_WHAT YOU HAVE TO DO_. In your answer, repeat each line of the data exactly.
___ EXERCISE INPUT ___
PR #456, opened 2026-01-12
Affinity taint toleration filters

Varsius:
This PR refactors the directory structure for filters/weighers of the pod pipeline to align with the nova and manila pipeline. Secondly, filters are added that implement the default Kubernetes behavior for hard taints, tolerations and affinities. Soft requirements regarding these behaviors, which would need to be implemented as weighers, are not included in this PR and are subject for future work.

### DIFF
--- a/internal/scheduling/decisions/pods/plugins/filters/filter_node_affinity.go
+++ b/internal/scheduling/decisions/pods/plugins/filters/filter_node_affinity.go
@@ -29,7 +29,7 @@ func (NodeAffinityFilter) Run(traceLog *slog.Logger, request pods.PodPipelineReq
 
 	for _, node := range request.Nodes {
 		if matchesNodeAffinity(node, request.Pod) {
-			activations[node.Name] = 1.0
+			activations[node.Name] = 0.0
 		}
 	}
 
--- a/internal/scheduling/decisions/pods/plugins/filters/filter_taint.go
+++ b/internal/scheduling/decisions/pods/plugins/filters/filter_taint.go
@@ -28,7 +28,7 @@ func (TaintFilter) Run(traceLog *slog.Logger, request pods.PodPipelineRequest) (
 
 	for _, node := range request.Nodes {
 		if canScheduleOnNode(node, request.Pod) {
-			activations[node.Name] = 1.0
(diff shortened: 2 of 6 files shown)


internal/scheduling/decisions/pods/plugins/filters/filter_node_affinity.go
```diff
@@ -0,0 +1,101 @@
...
+		}
+		return true
+	case corev1.NodeSelectorOpExists:
+		return exists
+	case corev1.NodeSelectorOpDoesNotExist:
+		return !exists
+	case corev1.NodeSelectorOpGt:
+		return exists && nodeValue > req.Values[0]
+	case corev1.NodeSelectorOpLt:
+		return exists && nodeValue < req.Values[0]
```
PhilippMatthes: Is this safe?

internal/scheduling/decisions/pods/plugins/filters/filter_taint.go
```diff
@@ -0,0 +1,61 @@
...
+}
+
+func (TaintFilter) Run(traceLog *slog.Logger, request pods.PodPipelineRequest) (*lib.StepResult, error) {
+	activations := make(map[string]float64)
+	stats := make(map[string]lib.StepStatistics)
+
+	for _, node := range request.Nodes {
+		if canScheduleOnNode(node, request.Pod) {
+			activations[node.Name] = 1.0
+		}
```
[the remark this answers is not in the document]
PhilippMatthes: Technically, we're not too precise with the wording here. The `activations` map is actually a `weights` map which is going to be mapped to an activation by the activation function. We should rename this.

internal/scheduling/decisions/pods/plugins/filters/filter_node_affinity.go
Varsius: Good catch! I also completely missed the parsing to integers here. I now implemented these cases according to the [Kubernetes Affinity Operator Documentation](https://kubernetes.io/docs/concepts/scheduling-eviction/assign-pod-node/#operators) and added tests for these.

PhilippMatthes (approved):

PR #1004, opened 2017-04-13
Task: Add Makefile and scripts

kenjones-cisco:
Adds Makefile and scripts for the common development flow.
After adding use of gometalinter, several linting issues were found
and resolved as part of the fix.


kenjones-cisco:
I'm not 100% happy with the Makefile and scripts as some parts do not work as I would have expected.
But with the number of linting items that I noticed and resolved after trying to determine how gotmetalinter was being used on the project, I figured it was best to submit the PR for feedback.

Worst case, I can revert any items.

casualjim:
this looks great, seen as I work for vmware i'll have to step up and also add vmware fusion/workstation based builds in the scripts :)

I've updated the circle config file on master so that it pulls in an image with an ssh client so that should make your build proceed

PR #1023, opened 2017-04-29
Add the list of supported consumers and producers

bobvanluijt:
Allows people to find the actually supported formats.

Updated after: https://github.com/go-swagger/go-swagger.github.io/pull/8#issuecomment-298176500


casualjim:
Thanks!

PR #1030, opened 2017-05-05
add binary marshaler interface

casualjim:


jcoyne:
I'm curious why you implemented this interface.  Is it used somewhere?

casualjim:
yeah it's used when the handlers are returning errors and the content type is application/octet-stream

PR #1033, opened 2017-05-06
Add ability to use pre-generated model in server and client generation

nickrmc83:
Add ability to use pre-generated model in server and client generation. This is useful when, for example, you wish to share some helper code between clients and servers that validate and construct models. The new command-line flag provides the user the ability to specify an external go package that contains the required models. Setting "--existing-models" implies "--skip-models".

Usage:
swagger generate server --existing-models="github.com/\<repo\>\/models"
swagger generate client --existing-models="github.com/\<repo\>/models"


casualjim:
there are some conflicts here that need to be resolved. changes look good though

nickrmc83:
Thanks Ivan. I'll get the conflicts resolved early next week.

PR #1035, opened 2017-05-08
Adding ability to use pre-generated models.

nickrmc83:
Both a client and server can be generated and reference pre-generated
models using the new "existing-models" command-line switch e.g.:

swagger generate server --existing-models="github.com/<repo>/models"
swagger generate client --existing-models="github.com/<repo>/models"

This is a pr that replaces #1033 removing conflicts.


casualjim:
there is still a conflict for some reason in: cmd/swagger/commands/generate/server.go

casualjim:
thanks!

PR #1045, opened 2017-05-18
Fix 1040: make generation of api key authencator customizable.

dreamlover:
Signed-off-by: lfree xh <xh.dreamlover@gmail.com>


casualjim:
Thanks, would it be possible to do the same for BasicAuth and BearerAuth so that it's a consistent pattern?

dreamlover:
OK, BasicAuth and BearerAuth added.

casualjim:
The build is failing because of name collisions, those authenticators should either figure out unique names, but I think a reasonable work around is to call the properties: ApiKeyAuthenticator, BasicAuthenticator and BearerAuthenticator

casualjim:
thanks!

PR #1046, opened 2017-05-18
helper function for extending a default repositiry of templates

seifer:
Hi, I want to add some template to default registry but didn't find how to do it. This PR have to solve this issue. Is it a correct solution or we have some different way for this?


seifer:
@casualjim Up, please!!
___
_EXERCISE SOLUTION_.
PR #456, opened 2026-01-12
Affinity taint toleration filters

Varsius:
This PR refactors the directory structure for filters/weighers of the pod pipeline to align with the nova and manila pipeline. Secondly, filters are added that implement the default Kubernetes behavior for hard taints, tolerations and affinities. Soft requirements regarding these behaviors, which would need to be implemented as weighers, are not included in this PR and are subject for future work.

### DIFF
--- a/internal/scheduling/decisions/pods/plugins/filters/filter_node_affinity.go
+++ b/internal/scheduling/decisions/pods/plugins/filters/filter_node_affinity.go
@@ -29,7 +29,7 @@ func (NodeAffinityFilter) Run(traceLog *slog.Logger, request pods.PodPipelineReq
 
 	for _, node := range request.Nodes {
 		if matchesNodeAffinity(node, request.Pod) {
-			activations[node.Name] = 1.0
+			activations[node.Name] = 0.0
 		}
 	}
 
--- a/internal/scheduling/decisions/pods/plugins/filters/filter_taint.go
+++ b/internal/scheduling/decisions/pods/plugins/filters/filter_taint.go
@@ -28,7 +28,7 @@ func (TaintFilter) Run(traceLog *slog.Logger, request pods.PodPipelineRequest) (
 
 	for _, node := range request.Nodes {
 		if canScheduleOnNode(node, request.Pod) {
-			activations[node.Name] = 1.0
(diff shortened: 2 of 6 files shown)


internal/scheduling/decisions/pods/plugins/filters/filter_node_affinity.go
```diff
@@ -0,0 +1,101 @@
...
+		}
+		return true
+	case corev1.NodeSelectorOpExists:
+		return exists
+	case corev1.NodeSelectorOpDoesNotExist:
+		return !exists
+	case corev1.NodeSelectorOpGt:
+		return exists && nodeValue > req.Values[0]
+	case corev1.NodeSelectorOpLt:
+		return exists && nodeValue < req.Values[0]
```
PhilippMatthes: Is this safe?

internal/scheduling/decisions/pods/plugins/filters/filter_taint.go
```diff
@@ -0,0 +1,61 @@
...
+}
+
+func (TaintFilter) Run(traceLog *slog.Logger, request pods.PodPipelineRequest) (*lib.StepResult, error) {
+	activations := make(map[string]float64)
+	stats := make(map[string]lib.StepStatistics)
+
+	for _, node := range request.Nodes {
+		if canScheduleOnNode(node, request.Pod) {
+			activations[node.Name] = 1.0
+		}
```
[the remark this answers is not in the document]
PhilippMatthes: Technically, we're not too precise with the wording here. The `activations` map is actually a `weights` map which is going to be mapped to an activation by the activation function. We should rename this.

internal/scheduling/decisions/pods/plugins/filters/filter_node_affinity.go
Varsius: Good catch! I also completely missed the parsing to integers here. I now implemented these cases according to the [Kubernetes Affinity Operator Documentation](https://kubernetes.io/docs/concepts/scheduling-eviction/assign-pod-node/#operators) and added tests for these.

PhilippMatthes (approved):

PR #1004, opened 2017-04-13
Task: Add Makefile and scripts

kenjones-cisco:
Adds Makefile and scripts for the common development flow.
After adding use of gometalinter, several linting issues were found
and resolved as part of the fix.


kenjones-cisco:
I'm not 100% happy with the Makefile and scripts as some parts do not work as I would have expected.
But with the number of linting items that I noticed and resolved after trying to determine how gotmetalinter was being used on the project, I figured it was best to submit the PR for feedback.

Worst case, I can revert any items.

casualjim:
this looks great, seen as I work for vmware i'll have to step up and also add vmware fusion/workstation based builds in the scripts :)

I've updated the circle config file on master so that it pulls in an image with an ssh client so that should make your build proceed

PR #1023, opened 2017-04-29
Add the list of supported consumers and producers

bobvanluijt:
Allows people to find the actually supported formats.

Updated after: https://github.com/go-swagger/go-swagger.github.io/pull/8#issuecomment-298176500


casualjim:
Thanks!

PR #1030, opened 2017-05-05
add binary marshaler interface

casualjim:


jcoyne:
I'm curious why you implemented this interface.  Is it used somewhere?

casualjim:
yeah it's used when the handlers are returning errors and the content type is application/octet-stream

PR #1033, opened 2017-05-06
Add ability to use pre-generated model in server and client generation

nickrmc83:
Add ability to use pre-generated model in server and client generation. This is useful when, for example, you wish to share some helper code between clients and servers that validate and construct models. The new command-line flag provides the user the ability to specify an external go package that contains the required models. Setting "--existing-models" implies "--skip-models".

Usage:
swagger generate server --existing-models="github.com/\<repo\>\/models"
swagger generate client --existing-models="github.com/\<repo\>/models"


casualjim:
there are some conflicts here that need to be resolved. changes look good though

nickrmc83:
Thanks Ivan. I'll get the conflicts resolved early next week.

PR #1035, opened 2017-05-08
Adding ability to use pre-generated models.

nickrmc83:
Both a client and server can be generated and reference pre-generated
models using the new "existing-models" command-line switch e.g.:

swagger generate server --existing-models="github.com/<repo>/models"
swagger generate client --existing-models="github.com/<repo>/models"

This is a pr that replaces #1033 removing conflicts.


casualjim:
there is still a conflict for some reason in: cmd/swagger/commands/generate/server.go

casualjim:
thanks!

PR #1045, opened 2017-05-18
Fix 1040: make generation of api key authencator customizable.

dreamlover:
Signed-off-by: lfree xh <xh.dreamlover@gmail.com>


casualjim:
Thanks, would it be possible to do the same for BasicAuth and BearerAuth so that it's a consistent pattern?

dreamlover:
OK, BasicAuth and BearerAuth added.

casualjim:
The build is failing because of name collisions, those authenticators should either figure out unique names, but I think a reasonable work around is to call the properties: ApiKeyAuthenticator, BasicAuthenticator and BearerAuthenticator

casualjim:
thanks!

PR #1046, opened 2017-05-18
helper function for extending a default repositiry of templates

seifer:
Hi, I want to add some template to default registry but didn't find how to do it. This PR have to solve this issue. Is it a correct solution or we have some different way for this?


seifer:
@casualjim Up, please!!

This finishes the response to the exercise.